Cinquante ans plus tard, le presque quinquagénaire se porte comme un charme

Il y quarante-neuf ans, en 1974, une dame de 45 ans, passionnée par sa terre gaumaise, viscéralement attachée à Florenville où elle est née en 1928, et où elle décèdera 93 ans plus tard, se balade tranquillement dans son village préféré, Chassepierre, un des plus beaux villages de Wallonie. Ecrivaine et poétesse, Marie Fizaine, dont les œuvres regorgent de références à l’histoire et au patrimoine de sa région, se laisse bercer par le crépuscule, par le soleil qui rutile encore dans les méandres de la Semois. Dans quelques jours, elle accueillera quarante-neuf de ses amis, écrivains et poètes venant des quatre coins de Belgique et de France, pour un ‘Festival des Poètes et des Écrivains’.

Elle ne se doute évidemment pas qu’un demi-siècle plus tard, le modeste festival sera devenu au fil des ans, le ‘Festival International des Arts de la Rue’, un festival de renommée internationale, de forme bien différente, mais dont chaque spectacle dégage un parfum de poésie. De là-haut, assise dans étoiles, Marie peut se réjouir de cette fête où perdure l’esprit qu’elle a initié.

L’an prochain, l’édition 2024 sera marquée d’une pierre blanche. Les cinquante bougies de l’anniversaire seront soufflées. Dans les coulisses, les organisateurs préparent dès maintenant les flonflons et surprises qui sont jalousement enfermés dans des tiroirs pour en garder le secret absolu.

l ©Chassepierre

En attendant l’anniversaire de 2024, l’édition de cette année, les 19 et 20 août 2023 va, comme toujours, déployer un dynamisme propre à un jeune premier enthousiaste. Preuve en est que le Festival de Chassepierre est un véritable carrefour de différentes générations. Ceux qui ont connu les premières éditions, quand ils usaient leurs culottes sur les bancs râpés de leur école, reviendront cette année pour découvrir des spectacles sans cesse renouvelés, en famille, avec leurs enfants et leurs petits-enfants, des ados ou même des bambins encore dans leur poussette. Pour rien au monde, ils ne rateraient le rendez-vous habituel de l’avant-dernier week-end d’août.
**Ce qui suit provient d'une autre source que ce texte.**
PR #783, opened 2026-09-01
Render diagnostic type names structurally, keeping type-use annotations out (#759)

### LINKED ISSUE #759: [BUG] A type-use annotation leaks into the type name a diagnostic prints
`ProcessorUtils.simpleTypeName` renders a `TypeMirror` for a diagnostic by stripping package prefixes off `type.toString()`. A type-use annotation is part of that string and survives, so it reads as though it were part of the type's name.

## Measured

```java
@GenerateFocus
public record Holder(@Nullable Set<?> f) {}
```

```
@GenerateFocus: record component 'Holder.f' has a wildcard type argument in @Nullable Set<?>.
The optic instance that widens that container is inferred from the field type, and a wildcard
has no ground instantiation to infer it from. Declare the component with concrete type
arguments, such as Set<Object>, or drop @GenerateFocus from the record: @GenerateLenses and
@GenerateTraversals compose no optic instance and take the component as written.
```

The message is internally inconsistent: it names the offending type as `@Nullable Set<?>` and then suggests `Set<Object>`, which silently drops the annotation the first half just printed. A reader following the suggestion literally would remove a nullness contract they never meant to touch.

## Why

```java
public static String simpleTypeName(TypeMirror type) {
  return type.toString().replaceAll("\\b(?:[a-z][\\p{Alnum}_]*\\.)+", "").replace(",", ", ");
}
```

`toString()` on an annotated `TypeMirror` yields `@org.jspecify.annotations.Nullable java.util.Set<?>`. The regex removes lowercase-leading dotted segments, which takes `org.jspecify.annotations.` and `java.util.` and leaves the `@Nullable` marker in place. `concreteAlternative`, which builds the suggestion, goes through `TypeElement.getSimpleName()` and the resolved type arguments instead, so it never sees the annotation — hence the mismatch between the two halves.

The formatter is shared, so this reaches every diagnostic that names a type through it, not only `@GenerateFocus`'s.

## Fix

Either drop leading type-use annotations in `simpleTypeName`, or build the name from the element and its resolved type arguments the way `concreteAlternative` already does, so the two halves of a message are produced the same way. The second is more work and removes the class of mismatch rather than this instance.

Whichever is chosen, the annotation should be dropped consistently: the diagnostic is about the *type argument*, and the annotation is not what makes the widening unwritable.

## Notes

- Pre-existing; it became easy to hit when #725 brought plain `java.util.Set` and `java.util.Collection` under the raw/wildcard rejection rule, which had previously only reached SPI containers.
- Related to #750 but a different mechanism and the opposite symptom. #750 is `TypeName.get(TypeMirror)` **dropping** type-use annotations on the way into generated *code*; this is `type.toString()` **keeping** one on the way into a *diagnostic message*. Fixing either does not fix the other.
- Found by the review panel on #754.

MagnusSmith:
Closes #759.

A diagnostic that named a type rendered it from the mirror's string form, so a type-use annotation survived into the message: a component declared `@Nullable Set<?>` was reported as having "a wildcard type argument in `@Nullable Set<?>`" beside the suggestion "such as `Set<Object>`", which reads as advice to drop a nullness contract the diagnostic was never about.

## One rendering for both halves

`ProcessorUtils.simpleTypeName` now builds the name the way the suggestion beside it always was built: structurally, so an annotation never enters.

- A declared type renders its enclosing chain (recursively where the enclosing type is carried, `Outer<String>.Holder`, and from the enclosing elements where the nesting is static, `Registry.Tag`), its simple name, and its resolved arguments — the same text the old package-stripping produced for every annotation-free type, which is why all forty call sites' pinned messages pass unchanged.
- Wildcards render as written (`?`, `? extends Number`, `? super Number`), arrays by component, type variables by name, and primitives by their kind, since `@Min(1) int` carries the annotation in its string form too.
- An unresolvable type and an intersection keep the string fallback, with annotations stripped, argument lists and all, plus the leading dot javac's annotated-type printing leaves behind. The fallback is where an error type renders best: its element walk would lose the qualifier on a nested `Missing.Inner` that the string keeps.

The class of mismatch goes rather than the instance, in both directions:

- `concreteAlternative`'s "such as" suggestions now carry the enclosing chain through the shared `declaredHead`, so a nested container's suggestion names a type that compiles; and its renderings of bounds and resolved wildcards pass through the same method, so `Set<? extends @Nully CharSequence>` suggests a clean `CharSequence`.
- The equal-priority tie warning from #774 concatenated the `TypeMirror` directly, the one message that stripped neither annotations nor packages; it now renders through the same method (the sweep this issue's review deferred to here).
- `MappingProcessor` carried a private renderer *shadowing* the shared name, whose non-declared arm had the same leak its own javadoc denied; it is renamed `parameterTypeName` and that arm delegates.

Generated source remains the opposite, deliberate decision: `typeNameOf` keeps type-use annotations (#750), and `simpleTypeName`'s javadoc now says so, so the two are not "aligned" by a future hand.

## Tests

- A unit contract table in `ProcessorUtilsTest` (the file's capturing-processor pattern): annotated top-level, argument, primitive, argument-carrying annotation and array component; both wildcard bounds; static and instance nesting; all eight primitive kinds; an intersection bound; a raw site; a type variable. The annotated rows pin #759; the rest are marked as characterising the rendering the old string form already produced.
- Unresolvable types in their own row, with the ERROR kind and the failed compilation pinned as premises: `Missing`, nested `Missing.Inner` (the qualifier kept), `Missing<String, Integer>` (the argument spacing exercised for real), and `@Ranged(from = 0) Missing` stripped clean.
- The issue's exact reproduction pinned in `FocusRecognisedContainerTest`: `@Nully Set<?>` reported as "a wildcard type argument in `Set<?>`" with the suggestion "such as `Set<Object>`" — both halves the same rendering.
- `ProcessorUtils*`, `GeneratorRegistry*` and `MappingProcessor*` hold their 100% line/branch/instruction pins; every verbatim diagnostic pin in the module passes unchanged.

## Docs

Release note under 0.4.11-SNAPSHOT. `simpleTypeName`'s javadoc records what renders structurally, what falls back, and the deliberate contrast with `typeNameOf`.

## Verification

`:hkj-processor:clean check` (coverage pins, ArchUnit rules), full-repo `assemble testClasses` under `-Werror`, `bookVerify`, heading check, spotless. Five-lens panel run after implementation; no blockers, and every should-fix applied: primitives moved out of the string fallback (probed: `@Size(max=5) int` had garbled to `(max=5) int` under the first cut's regex), the error-type routing corrected to keep nested qualifiers, the tie-warning and `MappingProcessor` sweeps, the `declaredHead` extraction, and the fallback's no-op remnants now genuinely exercised by the multi-argument unresolved row.

## Follow-up surfaced, not taken here

Around fifteen further sites concatenate a `TypeMirror` or qualified name directly into a message (`SpecInterfaceAnalyser`, `MappingProcessor`, `ErrorEnvelopeProcessor`); several deliberately print pasteable fully-qualified names, so each wants a per-site decision rather than a blanket sweep.

## Summary by CodeRabbit

* **Bug Fixes**
  * Improved compile-time diagnostics so reported types consistently omit type-use annotations.
  * Type names now accurately display resolved element and argument types, including wildcards, primitives, arrays, and nested types.
  * Conflict warnings and suggested alternatives now use clearer, more consistent type names.

* **Tests**
  * Added coverage for annotated, wildcard, primitive, intersection, nested, and unresolved types in diagnostic output.

### DIFF
--- a/hkj-book/src/release-history.md
+++ b/hkj-book/src/release-history.md
@@ -32,6 +32,8 @@ _In development. Release notes will be added here as changes land on `main`._
 
   _Behaviour change, moving a javac failure to the declaration:_ the shape previously generated a file naming the type raw throughout, which failed the consuming build under `-Xlint:rawtypes -Werror` in a file the spec author cannot edit; the spec now hears about it at its own declaration.
 
+- **Diagnostics render a type without its type-use annotations** ([#759](https://github.com/higher-kinded-j/higher-kinded-j/issues/759)): a type named in a compile-time message is now built from its element and resolved arguments rather than the mirror's string form, so a component declared `@Nullable Set<?>` is reported as `Set<?>`, the same rendering as the corrected declaration suggested beside it. A message no longer reads as advice to drop a nullness contract it never meant to touch.
+
 ### [v0.4.10](https://github.com/higher-kinded-j/higher-kinded-j/releases/tag/v0.4.10) (30 August 2026)
 
 This release gives the mapper a stock vocabulary and takes every generating annotation through a generics pass: each one now emits source the consuming build compiles under `-Werror`, or explains at the declaration what it needs instead. The book gains a **Mapping at the Boundary** chapter with a law-checked capstone, and the house style it introduced now runs through the Optics and Resilience chapters.
--- a/hkj-processor/src/main/java/org/higherkindedj/optics/processing/FocusProcessor.java
+++ b/hkj-processor/src/main/java/org/higherkindedj/optics/processing/FocusProcessor.java
@@ -475,6 +475,9 @@ public class FocusProcessor extends AbstractProcessor {
                 .map(
                     resolved ->
                         resolved == null ? "Object" : ProcessorUtils.simpleTypeName(resolved));
-    return element.getSimpleName() + "<" + arguments.collect(Collectors.joining(", ")) + ">";
+    return ProcessorUtils.declaredHead(declaredType)
+        + "<"
+        + arguments.collect(Collectors.joining(", "))
+        + ">";
   }
 }
--- a/hkj-processor/src/main/java/org/higherkindedj/optics/processing/GeneratorRegistry.java
+++ b/hkj-processor/src/main/java/org/higherkindedj/optics/processing/GeneratorRegistry.java
@@ -11,6 +11,7 @@ import javax.lang.model.element.Element;
 import javax.lang.model.type.TypeMirror;
 import javax.tools.Diagnostic;
 import org.higherkindedj.optics.processing.spi.TraversableGenerator;
+import org.higherkindedj.optics.processing.util.ProcessorUtils;
 
 /**
  * Resolves which {@link TraversableGenerator} handles a container type.
@@ -106,7 +107,7 @@ public final class GeneratorRegistry {
         "Multiple TraversableGenerator SPI providers with equal priority ("
             + other.priority()
             + ") support type "
-            + type
+            + ProcessorUtils.simpleTypeName(type)
             + ": "
             + matched.getClass().getName()
             + " and "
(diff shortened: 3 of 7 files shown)


MagnusSmith:
@coderabbit full review

MagnusSmith:
@coderabbit  full review

MagnusSmith:
@coderabbit full review

PR #785, opened 2026-09-01
@ThroughField: compose the auto-detected traversal without the raw cast (#779)

### LINKED ISSUE #779: [FEAT] @ThroughField: compose the auto-detected traversal without the raw cast, so javac checks the focus too

A `@ThroughField` traversal is generated as the spec's lens for the field composed with the container traversal, and the composition goes through a raw cast:

```java
return SpecOptics.items().andThen((Traversal) Traversals.forList());
```

with `@SuppressWarnings("unchecked")` on the generated method. After #773 (PR #778) the cast has nothing left to hide on the auto-detected path: detection reads the focus of the spec's own lens and accepts only the container interfaces, so the lens focus and the traversal's source type agree at erasure by construction. What the cast still hides is the *other* half of the composition: the traversal's focus against the container's element type.

## Measured

Traced against `main` after #778, not run:

```java
public record Bag(List<String> items) { ... }

@ImportOptics
public interface BagSpec extends OpticsSpec<Bag> {
  @ViaBuilder Lens<Bag, List<String>> items();

  Traversal<Bag, Integer> eachItem();      // Integer over a List<String>
}
```

`autoDetectTraversalForField` computes a `ContainerType` for `List<String>` and consumes only its `kind()`; `elementType()` is never compared with the method's declared focus. The generated method compiles under the suppression and throws `ClassCastException` on the caller's first `getAll` or `modify`. Written without the cast, javac rejects it where it is declared:

```java
public static Traversal<Bag, Integer> eachItem() {
  return BagOptics.items().andThen(Traversals.forList());
  // incompatible types: Traversal<Bag,String> cannot be converted to Traversal<Bag,Integer>
}
```

## Why the cast can go on the auto-detected path

```mermaid
flowchart LR
    A["auto-detected:<br/>lens focus is List / Set /<br/>Collection / Map / Optional / T[]"] --> U["compose uncast<br/>javac checks source AND focus"]
    E["explicit traversal = &quot;...&quot;:<br/>a string the processor<br/>cannot type-check"] --> C["keep the raw cast<br/>and the suppression"]

    class A,E domain
    class U good
    class C decision
```

`Traversals` gives exactly the types the composition needs: `forList() → Traversal<List<A>, A>`, `forSet() → Traversal<Set<A>, A>`, `forCollection() → Traversal<Collection<A>, A>`, `forOptional() → Traversal<Optional<A>, A>`, `forArray() → Traversal<A[], A>`, `forMapValues() → Traversal<Map<K, V>, V>`, and `Lens.andThen(Traversal<A, B>) → Traversal<S, B>`. With the lens focus exactly one of those interfaces, `BagOptics.items().andThen(Traversals.forList())` infers unaided: `A` from the lens focus, `B` checked against the method's declared focus. Generic specs (`Lens<Box<U>, List<U>>`), a `Map<K, V>` focus and a `String[]` focus all infer the same way; the one shape that still needs the cast is a lens focus carrying a wildcard (`List<? extends Leaf>`), which `ProcessorUtils.hasUndenotableTypeArguments` already recognises, and a raw focus is refused before this point.

The explicit-`traversal` route is different in kind: the annotation carries a string the processor splices into the generated source verbatim, so there is nothing to type-check at generation time, and the cast is the author's undertaking that theirs rebuilds the declared type. It keeps the cast and the suppression.

## What to do

- `TraversalHintInfo.forThroughField` carries only the traversal string; it needs to say whether the traversal was auto-detected (a boolean, or two factory methods), threaded to the two consumers: `TraversalCodeGenerator.generateThroughFieldCode`, which emits the cast, and `SpecInterfaceGenerator` (around the `THROUGH_FIELD` check), which adds the `@SuppressWarnings("unchecked")`.
- On the auto-detected path with a denotable lens focus, emit `Spec.x().andThen(Traversals.forList())` with no cast and no suppression. A focus-type mismatch then reaches the author as javac's own `incompatible types` inside the generated file, which is the #746 family; better still, compare `containerType.elementType()` (boxed, wildcards resolved through `ProcessorUtils.resolveWildcard`) with the method's declared focus in `autoDetectTraversalForField` and refuse at the declaration in the what/why/fix shape, so the uncast composition is a second line of defence rather than the diagnostic.
- Golden files and `GeneratedFocusSourceCompilesTest`-style axes should pin both shapes: an auto-detected method compiles clean under `-Xlint:unchecked,rawtypes -Werror` with no suppression; an explicit-traversal method keeps the cast and still compiles.

## Notes

- Surfaced by the review panel on #778, where two lenses proposed it independently; left out of that PR because it changes the generated shape for every auto-detected `@ThroughField` method and needs the `TraversalHintInfo` change, which is a type-safety-initiative item (issues #560–#565) rather than a fix.
- This is the last unchecked cast on the `@ImportOptics` traversal path; removing it also removes a `@SuppressWarnings` from generated source, which is what the checker gate in #695 targets.

MagnusSmith:
Closes #779.

A `@ThroughField` traversal composed the spec's lens with the container traversal through a raw cast, under a generated `@SuppressWarnings("unchecked")`. After #773 the cast had nothing left to hide on the auto-detected path except the one thing it still hid: the traversal's focus against the container's element. A `Traversal<Bag, Integer>` over a `List<String>` field compiled and threw `ClassCastException` on the caller's first use.

## What changes

```mermaid
flowchart LR
    A["auto-detected,<br/>wildcard-free lens focus"] --> U["focus held to what the traversal<br/>hands back, then composed uncast:<br/>no cast, no suppression"]
    W["auto-detected,<br/>wildcard-carrying focus"] --> C["cast and suppression stay;<br/>the focus still held: an extends-<br/>wildcard's bound, or Object<br/>under a super-wildcard"]
    E["explicit traversal = &quot;...&quot;"] --> X["cast and suppression stay;<br/>the focus is the author's"]

    class A,W,E domain
    class U good
    class C,X decision
```

- **The refusal is the diagnostic; the uncast composition is the second line of defence.** `autoDetectTraversalForField` holds the method's focus to what the standard traversal hands back — the element, a `Map`'s values, or `Object` where the element sits behind a super- or unbounded wildcard (the panel's catch: skipping that case left the original disease alive there). The comparison is **containment, not sameness**: `Types.isSameType` is specified false for wildcards, so the first cut falsely refused a sound `Traversal<Bag, ? extends CharSequence>` that had always compiled — `Types.contains` accepts it and still refuses both a narrowing and a widening focus, each named in the message with its own failure mode (a widening focus pollutes rather than throws).
- **The checked body is a target-typed local, and the local is load-bearing.** The generated lens is a generic method; called bare as a receiver it infers against nothing (found the hard way on the generic-spec axis). `Lens<Box<U>, List<U>> lens = SubjectOptics.items(); return lens.andThen(Traversals.forList());` target-types the lens call and hands javac both halves.
- **The analyser validates; the generator decides the shape** (the panel's restructure). The analyser marks an auto-detected traversal over a denotable focus as a candidate and carries the lens focus; `SpecInterfaceGenerator` makes the final call against the very `methodTypeParameters` list it declares on the method — a spec variable only the lens names has nowhere to come from in the generated file and keeps the cast — and one value, the checked local's `TypeName` built by the same `buildOpticReturnType` as the sibling lens's signature, drives both the body shape and the suppression, so the two cannot disagree.
- **The explicit `traversal` string keeps the cast and the suppression** and is the deliberate escape hatch: the same mismatched focus the auto path refuses is accepted there, pinned by test. The remaining generated suppressions elsewhere (`PathSourceProcessor`, `EffectAlgebraProcessor`, `MappingProcessor`, the plugin traversal generators) sit behind casts the processor genuinely cannot type-check; only this composition had a checkable half.

## Tests

Sixteen rows in a new `CheckedComposition` section, panel-audited against pre-change HEAD (six fail before, the rest are labelled ratchets): the issue's reproduction and the widening, wildcard-mismatch, `Map`-value, `Optional`-element and super-wildcard-element refusals verbatim with `hadErrorCount(1)`; the wildcard-focus-over-element regression pin; uncast shape under `-Xlint:unchecked,rawtypes -Werror` with neither cast nor suppression; the explicit-path escape hatch; both generator-guard arms through raw-accessor fixtures (comments say why raw is what lets such a lens generate); a unit row pinning the checked body's emission. `SpecInterfaceAnalyser*` holds its 100% pin; the full suite, including #778's runtime rows, passes over the new generated shape.

## Docs

The `@ThroughField` javadoc, the [auto-detection section](https://higher-kinded-j.github.io/latest/optics/copy_strategies.html#throughfield-auto-detection) (its own paragraph, clear of the #773 remedy), a [Compiler Errors](https://higher-kinded-j.github.io/latest/optics/compiler_errors.html) entry, and the 0.4.11-SNAPSHOT release note — each stating the wildcard-free qualifier rather than claiming the uncast shape for every auto-detected method.

_Behaviour change:_ a focus that did not contain the container's element compiled in 0.4.10 and misbehaved at runtime (throwing where it narrowed, polluting where it widened); it is now refused at the declaration. The generated shape changes for auto-detected methods over a wildcard-free lens focus, with the same behaviour.

## Verification

`:hkj-processor:clean check` (coverage pins, ArchUnit rules), `:hkj-annotations:javadoc`, full-repo `assemble testClasses` under `-Werror`, `bookVerify`, heading check, spotless. Five-lens panel run after implementation; no blockers, and every should-fix applied: the two wildcard regressions above, the generator-side restructure, the docs qualifiers, the escape-hatch and widening rows, and the message rework.

## Summary by CodeRabbit

- **Bug Fixes**
  - `@ThroughField` now validates that the declared focus matches the element type produced by auto-detected traversals.
  - Invalid focus declarations are rejected at compile time instead of causing `ClassCastException` during use.
  - Compatible wildcard and generic focus types continue to be supported.
  - Auto-detected compositions now receive stronger type checking and avoid unnecessary casts where possible.
  - Explicit traversals retain their existing cast behavior.

- **Documentation**
  - Added guidance and compiler-error documentation covering focus mismatches, wildcard handling, and recommended fixes.


MagnusSmith:
@coderabbit full review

Viser l’excellence tout en préservant l’âme du Festival

En un demi-siècle, 1 500 compagnies et 800 000 spectateurs ont découvert les charmes des rives de la Semois qui longent les charmantes ruelles de Chassepierre. Ces cinquante éditions ont connu des moments forts qui resteront à jamais gravés dans la mémoire de ceux qui les ont vécus, mais aussi quelques moments plus difficiles. La magie du festival de Chassepierre a toujours opéré lorsqu’une météo plus défavorable a succédé à des éditions ensoleillées. Les festivaliers déploient alors des trésors de solutions originales pour que la fête puisse continuer dans la bonne humeur.

En parcourant le livre qui retrace les cinquante Festivals, c’est l’histoire des ‘Arts de la Rue' qui défile. Il fut un temps où l’expression ‘Arts de la Rue’, n’existait pas, où quelques amateurs bricolaient un peu de matériel pour présenter un spectacle naïf et quasi improvisé. Aujourd’hui, tout s’est professionnalisé, des artistes, formés dans des filières spécialisées, ont fait de leur passion pour cet art multiple, un véritable métier.

La réussite du Festival de Chassepierre vient avant tout d’avoir suivi cette évolution exceptionnelle, tout en gardant son âme. Il est le seul en Europe à pouvoir fêter un tel anniversaire, celui de noces d’or entre les artistes et leur public, mais aussi entre un petit village gaumais et une fête délirante.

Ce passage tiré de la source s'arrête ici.